_Assignment_: Track down each line below containing the string "they" and copy it.

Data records
------------------------------------------------------------------------

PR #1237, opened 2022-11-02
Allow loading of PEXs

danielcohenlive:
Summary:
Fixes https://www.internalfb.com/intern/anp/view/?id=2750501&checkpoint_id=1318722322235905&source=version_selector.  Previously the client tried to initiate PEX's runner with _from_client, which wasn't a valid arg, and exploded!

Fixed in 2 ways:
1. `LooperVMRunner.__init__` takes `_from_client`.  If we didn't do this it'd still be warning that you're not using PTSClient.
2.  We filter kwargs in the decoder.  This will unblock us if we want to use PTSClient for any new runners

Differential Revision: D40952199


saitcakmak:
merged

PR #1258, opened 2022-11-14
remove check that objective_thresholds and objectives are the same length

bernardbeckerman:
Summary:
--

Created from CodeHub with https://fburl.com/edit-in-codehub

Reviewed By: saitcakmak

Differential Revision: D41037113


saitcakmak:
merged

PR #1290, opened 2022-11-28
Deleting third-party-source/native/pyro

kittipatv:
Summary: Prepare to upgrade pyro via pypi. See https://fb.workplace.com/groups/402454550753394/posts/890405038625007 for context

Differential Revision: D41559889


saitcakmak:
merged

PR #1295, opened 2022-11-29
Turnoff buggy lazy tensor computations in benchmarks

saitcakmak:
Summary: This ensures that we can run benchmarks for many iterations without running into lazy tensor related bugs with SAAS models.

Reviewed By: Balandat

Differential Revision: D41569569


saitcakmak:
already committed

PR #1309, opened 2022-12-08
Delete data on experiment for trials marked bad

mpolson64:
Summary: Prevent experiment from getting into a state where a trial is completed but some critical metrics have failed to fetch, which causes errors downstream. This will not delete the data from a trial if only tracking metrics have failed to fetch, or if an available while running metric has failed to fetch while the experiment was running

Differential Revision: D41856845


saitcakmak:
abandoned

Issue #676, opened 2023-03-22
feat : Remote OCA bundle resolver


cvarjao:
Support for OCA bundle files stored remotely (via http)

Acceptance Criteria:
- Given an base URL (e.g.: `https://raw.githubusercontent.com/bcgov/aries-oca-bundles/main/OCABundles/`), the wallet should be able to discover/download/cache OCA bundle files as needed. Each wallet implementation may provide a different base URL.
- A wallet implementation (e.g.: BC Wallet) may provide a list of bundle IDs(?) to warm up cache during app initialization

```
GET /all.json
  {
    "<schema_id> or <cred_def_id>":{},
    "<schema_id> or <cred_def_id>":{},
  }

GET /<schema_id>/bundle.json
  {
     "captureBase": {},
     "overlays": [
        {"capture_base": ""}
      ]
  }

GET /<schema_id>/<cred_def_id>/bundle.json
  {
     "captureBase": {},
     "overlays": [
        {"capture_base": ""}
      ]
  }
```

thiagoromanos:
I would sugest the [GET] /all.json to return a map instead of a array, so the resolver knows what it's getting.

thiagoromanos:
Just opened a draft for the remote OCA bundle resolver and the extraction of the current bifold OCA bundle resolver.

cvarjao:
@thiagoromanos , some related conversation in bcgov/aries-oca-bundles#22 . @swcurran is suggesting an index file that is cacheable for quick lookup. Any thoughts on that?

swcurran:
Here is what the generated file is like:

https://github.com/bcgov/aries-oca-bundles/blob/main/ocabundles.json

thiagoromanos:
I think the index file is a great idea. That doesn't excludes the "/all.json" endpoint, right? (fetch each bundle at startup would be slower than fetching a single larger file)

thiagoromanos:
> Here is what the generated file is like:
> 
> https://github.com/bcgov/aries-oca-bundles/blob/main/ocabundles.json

------------------------------------------------------------------------

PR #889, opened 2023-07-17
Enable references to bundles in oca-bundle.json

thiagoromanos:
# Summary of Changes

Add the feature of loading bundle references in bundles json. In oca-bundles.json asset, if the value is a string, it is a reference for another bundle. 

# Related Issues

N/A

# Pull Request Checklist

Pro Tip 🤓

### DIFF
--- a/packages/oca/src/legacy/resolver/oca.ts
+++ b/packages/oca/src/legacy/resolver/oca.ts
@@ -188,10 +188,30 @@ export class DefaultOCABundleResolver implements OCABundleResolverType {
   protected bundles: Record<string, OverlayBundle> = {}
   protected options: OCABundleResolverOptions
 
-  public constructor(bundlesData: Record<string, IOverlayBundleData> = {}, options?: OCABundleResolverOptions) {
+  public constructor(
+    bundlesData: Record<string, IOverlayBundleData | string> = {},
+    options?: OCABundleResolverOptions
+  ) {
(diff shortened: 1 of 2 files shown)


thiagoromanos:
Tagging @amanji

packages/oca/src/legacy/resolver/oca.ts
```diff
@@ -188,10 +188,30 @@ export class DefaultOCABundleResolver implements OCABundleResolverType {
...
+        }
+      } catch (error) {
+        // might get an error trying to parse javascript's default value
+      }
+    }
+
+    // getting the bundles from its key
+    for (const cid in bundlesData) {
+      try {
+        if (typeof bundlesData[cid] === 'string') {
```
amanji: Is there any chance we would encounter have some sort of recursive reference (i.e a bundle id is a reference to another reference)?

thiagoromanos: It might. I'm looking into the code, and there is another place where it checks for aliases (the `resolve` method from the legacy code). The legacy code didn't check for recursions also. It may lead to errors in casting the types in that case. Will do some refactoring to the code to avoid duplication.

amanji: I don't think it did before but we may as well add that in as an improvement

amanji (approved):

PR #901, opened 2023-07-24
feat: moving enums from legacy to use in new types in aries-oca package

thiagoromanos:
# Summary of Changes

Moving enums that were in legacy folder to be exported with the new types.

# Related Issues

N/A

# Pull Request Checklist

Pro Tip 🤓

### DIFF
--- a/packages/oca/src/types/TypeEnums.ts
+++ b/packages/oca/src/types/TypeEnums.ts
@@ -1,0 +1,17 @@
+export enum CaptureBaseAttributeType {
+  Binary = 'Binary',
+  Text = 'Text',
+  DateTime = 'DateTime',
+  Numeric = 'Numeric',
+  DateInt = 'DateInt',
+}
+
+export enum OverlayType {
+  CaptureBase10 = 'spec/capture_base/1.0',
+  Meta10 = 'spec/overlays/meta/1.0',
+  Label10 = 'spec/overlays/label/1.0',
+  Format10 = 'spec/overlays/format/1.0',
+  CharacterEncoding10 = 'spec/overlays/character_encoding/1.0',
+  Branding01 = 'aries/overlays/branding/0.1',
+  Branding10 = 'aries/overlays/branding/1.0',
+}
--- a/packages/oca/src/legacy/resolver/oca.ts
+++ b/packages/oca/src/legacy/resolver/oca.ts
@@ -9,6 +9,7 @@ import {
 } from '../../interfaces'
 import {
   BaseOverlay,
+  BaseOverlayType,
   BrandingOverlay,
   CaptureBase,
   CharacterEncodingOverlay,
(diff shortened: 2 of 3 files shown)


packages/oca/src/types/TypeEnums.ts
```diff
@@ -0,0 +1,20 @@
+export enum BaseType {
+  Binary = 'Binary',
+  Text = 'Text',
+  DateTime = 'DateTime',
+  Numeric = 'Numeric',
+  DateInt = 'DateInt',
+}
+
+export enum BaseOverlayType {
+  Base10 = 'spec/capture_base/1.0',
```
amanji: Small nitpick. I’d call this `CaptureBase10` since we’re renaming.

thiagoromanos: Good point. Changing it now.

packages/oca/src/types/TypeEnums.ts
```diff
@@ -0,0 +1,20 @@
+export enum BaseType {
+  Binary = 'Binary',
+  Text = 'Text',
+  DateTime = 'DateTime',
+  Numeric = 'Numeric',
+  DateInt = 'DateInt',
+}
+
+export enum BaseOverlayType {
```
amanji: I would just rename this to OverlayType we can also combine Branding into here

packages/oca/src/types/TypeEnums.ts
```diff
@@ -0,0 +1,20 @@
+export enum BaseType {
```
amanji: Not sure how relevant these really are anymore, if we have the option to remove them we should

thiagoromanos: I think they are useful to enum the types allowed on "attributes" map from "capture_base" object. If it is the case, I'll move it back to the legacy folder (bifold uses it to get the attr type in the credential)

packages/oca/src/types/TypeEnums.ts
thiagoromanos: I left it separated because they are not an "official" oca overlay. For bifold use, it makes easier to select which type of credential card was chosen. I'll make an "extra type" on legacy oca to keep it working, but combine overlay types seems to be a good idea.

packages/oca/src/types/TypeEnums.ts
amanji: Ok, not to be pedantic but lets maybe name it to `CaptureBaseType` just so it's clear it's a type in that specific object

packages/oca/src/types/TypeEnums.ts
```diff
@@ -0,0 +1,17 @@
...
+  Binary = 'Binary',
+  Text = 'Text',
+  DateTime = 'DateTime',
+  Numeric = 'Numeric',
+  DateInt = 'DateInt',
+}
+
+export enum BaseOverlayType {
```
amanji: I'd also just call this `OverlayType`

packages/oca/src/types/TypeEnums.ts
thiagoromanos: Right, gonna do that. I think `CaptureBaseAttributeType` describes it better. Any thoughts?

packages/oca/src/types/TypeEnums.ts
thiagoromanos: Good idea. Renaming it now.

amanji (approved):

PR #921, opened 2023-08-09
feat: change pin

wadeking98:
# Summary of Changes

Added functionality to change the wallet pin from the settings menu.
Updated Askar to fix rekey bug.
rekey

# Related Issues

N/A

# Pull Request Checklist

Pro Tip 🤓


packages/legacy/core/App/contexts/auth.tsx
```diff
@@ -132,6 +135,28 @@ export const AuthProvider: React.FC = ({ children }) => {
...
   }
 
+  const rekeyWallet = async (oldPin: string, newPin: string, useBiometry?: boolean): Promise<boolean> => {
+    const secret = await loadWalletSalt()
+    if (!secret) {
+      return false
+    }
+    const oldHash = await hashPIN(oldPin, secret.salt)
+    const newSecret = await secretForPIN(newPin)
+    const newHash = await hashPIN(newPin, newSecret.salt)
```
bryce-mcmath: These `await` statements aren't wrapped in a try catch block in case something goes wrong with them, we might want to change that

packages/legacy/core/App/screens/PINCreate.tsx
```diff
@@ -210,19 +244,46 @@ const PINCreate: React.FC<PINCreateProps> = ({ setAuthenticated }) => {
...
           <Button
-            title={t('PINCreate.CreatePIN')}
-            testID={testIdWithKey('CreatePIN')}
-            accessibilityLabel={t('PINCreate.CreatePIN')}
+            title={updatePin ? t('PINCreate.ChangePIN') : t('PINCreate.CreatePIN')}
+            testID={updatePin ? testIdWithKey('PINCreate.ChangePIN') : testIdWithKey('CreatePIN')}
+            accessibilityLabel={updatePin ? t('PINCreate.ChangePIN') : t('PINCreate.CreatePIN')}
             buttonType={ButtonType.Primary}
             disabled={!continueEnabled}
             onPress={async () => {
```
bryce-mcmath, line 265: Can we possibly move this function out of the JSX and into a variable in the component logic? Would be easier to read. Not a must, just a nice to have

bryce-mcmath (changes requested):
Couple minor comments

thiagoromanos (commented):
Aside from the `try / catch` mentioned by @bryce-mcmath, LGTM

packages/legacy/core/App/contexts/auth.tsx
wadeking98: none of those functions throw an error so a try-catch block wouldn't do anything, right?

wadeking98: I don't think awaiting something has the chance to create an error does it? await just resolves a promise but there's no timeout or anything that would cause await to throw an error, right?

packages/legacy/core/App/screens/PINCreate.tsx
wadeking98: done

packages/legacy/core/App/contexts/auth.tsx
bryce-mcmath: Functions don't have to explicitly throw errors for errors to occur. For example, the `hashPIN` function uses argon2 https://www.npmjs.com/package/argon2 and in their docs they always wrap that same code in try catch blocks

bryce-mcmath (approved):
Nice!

------------------------------------------------------------------------

_Completed task_:
thiagoromanos: I think they are useful to enum the types allowed on "attributes" map from "capture_base" object. If it is the case, I'll move it back to the legacy folder (bifold uses it to get the attr type in the credential)
thiagoromanos: I left it separated because they are not an "official" oca overlay. For bifold use, it makes easier to select which type of credential card was chosen. I'll make an "extra type" on legacy oca to keep it working, but combine overlay types seems to be a good idea.
bryce-mcmath: Functions don't have to explicitly throw errors for errors to occur. For example, the `hashPIN` function uses argon2 https://www.npmjs.com/package/argon2 and in their docs they always wrap that same code in try catch blocks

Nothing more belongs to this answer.